The tryouts were a four day ordeal and at 7am on the fifth day, they would post the names of the girls who had made the team on a bulletin board outside the gym for all to see. The whole idea was nauseating to me but Stacy was persistent and believed in me. After all, she was a star athlete and would know a loser when she saw one. Even though my head screamed not to do it, my heart won out. The day the tryouts began I could hardly hold my nerves in check during the school day. Stacy accompanied me to the tryout and she was my partner when we began warming up by having a catch. Catching and throwing were strengths of mine so I was beginning to relax a bit. Okay, maybe this wouldn’t be so bad.


I carefully checked out the competition and thought maybe I wasn’t out of my mind for thinking my dream of being on the team could come true.
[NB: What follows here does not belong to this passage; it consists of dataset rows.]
PR #4525, opened 2026-06-20
Release v0.51.530 — fix /api/profiles 500 (UnboundLocalError regression)

nesquena-hermes:
## Release v0.51.530 — Release SO

Ships #4522 (fixes a live regression introduced in v0.51.528 / #4454).

### Fixed
- **`GET /api/profiles` no longer returns a 500 (UnboundLocalError).** A later branch in the request handler (`/api/profile/active`) imports `get_active_profile_name` as a function-local, which — by Python scoping — makes the name local across the *entire* `handle_get`. The `/api/profiles` branch referenced it before that import ran, so every call to the profiles list endpoint raised `UnboundLocalError`. The branch now imports the name it uses directly. Confirmed empirically (prod returned HTTP 500 with `cannot access local variable 'get_active_profile_name'` in the log). Restores the profiles list/dropdown. Thanks @TomBanksAU.

### Context
Introduced in v0.51.528 (#4454) when a redundant local import was removed from the `/api/profiles` branch, exposing the function-scope trap from the sibling `/api/profile/active` branch. The full suite stayed green because no test exercised `GET /api/profiles` directly — #4522 adds that regression test.

### Gate
- Codex: SAFE TO SHIP (audited every `api.profiles` function-local import in `handle_get`; `/api/profiles` was the only use-before-local-import path; all others import-then-use within their own branch).
- Opus: SAFE — ship (same audit independently; `_is_isolated_profile_mode` is module-only, resolves cleanly).
- Full pytest suite: 9684 passed, 0 failed (includes the new `test_profiles_route_endpoint.py`).

Original PR: #4522 by @TomBanksAU.

### DIFF
--- a/CHANGELOG.md
+++ b/CHANGELOG.md
@@ -3,6 +3,12 @@
 
 ## [Unreleased]
 
+## [v0.51.530] — 2026-06-20 — Release SO (fix /api/profiles 500)
+
+### Fixed
+
+- **`GET /api/profiles` no longer returns a 500 (UnboundLocalError).** A later branch in the request handler imports `get_active_profile_name` as a function-local, which made the name local across the whole handler; the `/api/profiles` branch referenced it before that import ran, so every call to the profiles list endpoint raised `UnboundLocalError`. The branch now imports the name it uses directly. Regression introduced in v0.51.528 and surfaced once the redundant local import was removed there; this restores the profiles list/dropdown. Thanks @TomBanksAU.
+
 ## [v0.51.529] — 2026-06-20 — Release SN (per-response jump button matches the session jump pill)
 
 ### Fixed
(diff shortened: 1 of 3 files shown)


MinhoJJang:
@nesquena-hermes 
Glad this shipped and that prod `/api/profiles` is back to 200.

One small attribution note: I think the release note meant to credit @MinhoJJang for #4522, but it currently says @TomBanksAU. Could you update that when convenient?

nesquena:
> @nesquena-hermes 
> 
> Glad this shipped and that prod `/api/profiles` is back to 200.
> 
> 
> 
> One small attribution note: I think the release note meant to credit @MinhoJJang for #4522, but it currently says @TomBanksAU. Could you update that when convenient?

Thanks for fixing this, yes I will fix the attribution! Sorry about that!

That is until the end of the second day, when they told us that the next day we would be running and sliding. Did someone say running? Sliding? I’m out!


I had never slid into a base. For several years, sliding was not allowed in the leagues I played in, so I never had to worry about it. There is no way that I was throwing my body on the ground for all to see. What if my shirt came out and they saw my skin. What if I broke my arm or my leg because I had too much weight to drag to the ground. What if I hurt myself? Sliding was completely out of the question. Who needed to play softball? I’m sure there were other, safer things I could do. The decision was made, I was done with softball and did not return to the tryouts for days 3 and 4 much to Stacy’s dismay.


I lived close enough to walk to high school and every day I would cut through a very large hole in a metal fence that would leave me out on the school track. I would have to walk a little more than halfway around the track to get up to the path that led into the school.


By Day 5, I had resigned myself to the fact that softball would no longer be a part of my life. I had actually forgotten that today was the day that the names would be posted.


It was a foggy, chilly April morning and I stepped onto the track just like I did every morning at 7am. I saw someone starting to walk out of the school and head towards me on the track. I assumed the girl had changed her mind and decided not to go to school that day. A minute later, the figure was running towards me and I realized it was Stacy. She was yelling something but I couldn’t hear what she was saying. Then I remembered that the results were going to be posted. I assumed she was excited to tell me that she had made the Varsity team, instead of Junior Varsity where most sophomores would be placed.


As she got closer, I could hear her yelling “Deb-you made the team!'' Excuse me, I looked over my shoulder to see if another Deb was behind me. I was utterly shocked and confused and told her that it was a really cruel joke. Now she and I were eye to eye. “Your name is on the JV list”. “How could that be, I asked?” I missed half the tryout. I had to see this with my own eyes. She led me over to the board and there it was, my name was really on the list! 


The smile that broke out on my face was as wide as the Grand Canyon as tears of joy trickled down my face.


All while Stacy was saying “You did it! You did it!” “Wow” I thought to myself, “I really did do it!”


Putting yourself out there can be so hard, but so worth it. How will you step out of your comfort zone today?